Users could make as many videos as they wanted and share their creations with friends via social media. More than 42,000 videos were created and 5,700 videos were shared on social media.
Canadians elect a new Mountain Dew flavour
Instead of rolling out a new Mountain Dew flavour every summer, PepsiCo Canada and BBDO decided to launch four of the top U.S. flavours in Canada simultaneously. Canucks were asked to try each flavour and given a limited time to vote for the one they wanted to see stay on shelves.
“DEWmocracy” launched with an adrenaline-pumping spot, with each flavour packed in crates at a secret base in the U.S. desert and loaded onto a cargo plane. Once over Canada, the crates were pushed out and shown falling to the ground. The spot ended with a cliffhanger (not showing which crate made it out alive) and asked fans to vote to save their favourite flavour. There were 1.7 million votes in total.
The brand invited its male target of 16- to 24-year-olds to vote via Facebook or text. Voting gave them the chance to win $50,000 and they could increase their chances by going online and entering pins found on the product.
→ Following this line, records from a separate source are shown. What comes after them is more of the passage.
PR #1643, opened 2020-05-27
Improve initial installation process

friederbluemle:
This simplifies the initial installation process with two small but significant improvements:

### Support for `ERN_INITIAL_VERSION` 

Now it is possible to override the initial version of ERN (i.e. `ern-local-cli`) that is downloaded on a new system (no previous `.ern` folder) using the environment variable `ERN_INITIAL_VERSION`. This is especially useful on CI systems and/or in combination with specifying a custom `ERN_HOME`.

### Remove the requirement to run `ern` once

Previously, we had the rather unusual requirement to run `ern` (without arguments) at least once after globally installing `electrode-native`:

```
npm install -g electrode-native && ern
```

This is no longer necessary. Any arguments passed to the first invocation of `ern` are now automatically passed to `ern-local-cli` _after_ the initial install. This reduces first time use friction and standardizes usage/installation with many other Node.js command line tools.

Also simplified and enhanced the `setup-dev.js` script. It now automatically creates initial directories/.ernrc if necessary, as well as activates `1000.0.0` (unless a different version has already been set).

### DIFF
--- a/CONTRIBUTING.md
+++ b/CONTRIBUTING.md
@@ -22,7 +22,7 @@ If you want to contribute code to the Electrode Native platform, you'll first ne
 1. If you have not already installed the platform, install by running the following command:
 
     ```bash
-    npm install -g electrode-native && ern
+    npm install -g electrode-native
     ```
 
 1. Fork and clone the `electrode-native` repository.
--- a/README.md
+++ b/README.md
@@ -21,16 +21,16 @@
 
 ### Prerequisites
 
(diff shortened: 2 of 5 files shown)


belemaire:
wow that's great 🎉 
will have a closer look at it today 😃

friederbluemle:
Tested this (including the changes in #1645) on Linux, macOS and Windows (PowerShell and WSL). Everything looks good, and performance seems slightly faster.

More than 136,000 pins were redeemed and at the close of voting, the brand had achieved 110% of its full-year volume goal in six months.
Dew also reached out to its core group of fanatics with a secondary contest, inviting them to create a video for their favourite flavour for the chance to win 1% of the net sales for two years.
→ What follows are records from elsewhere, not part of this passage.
PR #1644, opened 2020-05-27
Update .gitattributes

belemaire:
Update `.gitattributes` file to exclude [ern-api-gen/resources](https://github.com/electrode-io/electrode-native/tree/master/ern-api-gen/resources) directory from GitHub repository language statistics. This directory mostly contains mustache templates showing up as HTML in our repo language statistic.

Screen Shot 2020-05-27 at 10 52 07 AM

### DIFF
--- a/.gitattributes
+++ b/.gitattributes
@@ -1,4 +1,2 @@
-system-tests/fixtures/* linguist-vendored=true
-ern-api-gen/test/fixtures/* linguist-vendored=true
-ern-runner-gen-android/test/fixtures/* linguist-vendored=true
-ern-runner-gen-ios/test/fixtures/* linguist-vendored=true
+**/fixtures/* linguist-vendored
+ern-api-gen/resources/* linguist-vendored


friederbluemle:
Since you're updating the file, do you also want to change `linguist-vendored=true` to just `linguist-vendored`? I think we don't need the `=true` unless we're using `=false` to exclude a broader scope.

https://github.com/github/linguist#vendored-code

Also - How about excluding all _fixtures_, which would reduce the `.gitattributes` file to two lines:

```
**/fixtures/* linguist-vendored
ern-api-gen/resources/* linguist-vendored
```

Currently, we have several fixtures still contributing to the language stats, e.g.

```
ern-cauldron-api/test/fixtures
ern-composite-gen/test/fixtures
ern-container-gen/test/fixtures
```

https://stackoverflow.com/questions/39060111/does-github-linguist-support-prefix-wildcards-for-linguist-vendored

belemaire:
That's a good call, let me update the PR accordingly, we will see how it goes ;)

friederbluemle:
Only a small change, but still better :+1:

*Before*

```
44.49%  TypeScript
27.16%  Java
8.71%   Objective-C
7.68%   HTML
6.01%   JavaScript
5.01%   Swift
0.75%   Shell
0.19%   Ruby
```

*After*

```
44.57%  TypeScript
27.21%  Java
8.73%   Objective-C
7.69%   HTML
5.84%   JavaScript
5.02%   Swift
0.75%   Shell
0.19%   Ruby
```

friederbluemle:
Wait.. I saw your screenshot above. Where/when was that taken?

friederbluemle:
image

Yeah, much better now!

belemaire:
Yes it's taking a little while for GitHub to update the stats after pushing a new `.gitattributes`.
Looks good now :)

Doritos ignites a social inferno
The new Doritos Inferno chips were set to arrive in Canada and the brand wanted to show its target of 16- to 24-year-old guys that the new flavour is one of the spiciest ever.
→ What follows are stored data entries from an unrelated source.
PR #1656, opened 2020-06-03
Fix azure system tests

friederbluemle:
Forgot to take out these steps 🤦 

With 1.1.0 of global-cli it is no longer necessary to explicitly install the local cli. `ern` without arguments will now _always_ return 1 (including the very first time it is called).

### DIFF
--- a/azure/templates/system-tests.yml
+++ b/azure/templates/system-tests.yml
@@ -8,17 +8,11 @@ steps:
       git config --global user.name "Electrode Native"
     displayName: 'Set git user'
   - script: |
-      npm install -g electrode-native;
+      npm install -g electrode-native
     displayName: 'Install ern global CLI'
-  - script: |
-      ern
-    displayName: 'Install ern local CLI'
   - script: |
       node setup-dev
     displayName: 'Setup dev version of ern'
-  - script: |
-      ern platform use 1000.0.0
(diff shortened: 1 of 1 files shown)


azure/templates/system-tests.yml
```diff
@@ -8,17 +8,11 @@ steps:
...
+      npm install -g electrode-native
     displayName: 'Install ern global CLI'
-  - script: |
-      ern
-    displayName: 'Install ern local CLI'
   - script: |
       node setup-dev
     displayName: 'Setup dev version of ern'
-  - script: |
-      ern platform use 1000.0.0
```
belemaire, line 20: Sorry, might have missed something, but this is not needed anymore to switch to local dev ern version ?

friederbluemle: Good question - No, this is no longer necessary, because `setup-dev` will take care of it (as briefly described in #1643).

friederbluemle: See this section: https://github.com/electrode-io/electrode-native/pull/1643/files#diff-e0435c93383b7750e22c48846188c7b0R22

belemaire: :+1: Yes remember seeing something like it but couldn't find it back. Thanks :)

For this target, flames make everything awesome, and by giving them the ability to light their Facebook status on fire, Doritos and BBDO helped ignite a social conversation around the new flavour. Fans were invited to visit the Doritos Inferno microsite to set fire to their Facebook statuses (using real footage of flames) and then share it with friends.
People were driven to the site via promoted tweets, as well as rich banner ads, where they could directly type their fiery status. Radio and TV ads helped support the launch, with the brand targeting “hot” TV shows and replacing the “viewer discretion is advised” message with a warning to viewers that the content they were viewing was “wicked awesome hot” – similar to the new Doritos Inferno.
Inferno surpassed its sales target by 44% and the brand saw its market share grow by 2.1%. The campaign saw more than 50,000 statuses get torched and users spent an average of five minutes playing with the fire tool.
CAMPAIGN OF THE YEAR
Ministry of Health takes on social smoking
How do you stop young, occasional smokers from forming a habit that would become increasingly difficult to break when they are in denial of the habit altogether? Traditional scare tactics showing blackened lungs and tracheotomy tubes don’t really work because they don’t see themselves as smokers and reject these consequences.
The Ministry of Health and Long-term Care enlisted BBDO to help develop a campaign that would show “social smokers” and peers just how ridiculous the act is. The agency created a predominantly digital campaign, which included humourous online videos that compare social smoking to other undesirable behaviours like “social farting,” “social earwax picking” and “social nibbling.”
The ads were seeded though pre-roll, bloggers, cinema, video sites and online display ads. The campaign also confronted social smokers in the act with posters, coasters and mirror clings in bars and restaurants.
The videos went viral and generated more than two million views on YouTube in the first week. The campaign garnered more than 90 million impressions, reaching four in 10 Ontarians, and it picked up a Bronze Integrated Titanium Lion at the 2013 Cannes International Festival of Creativity.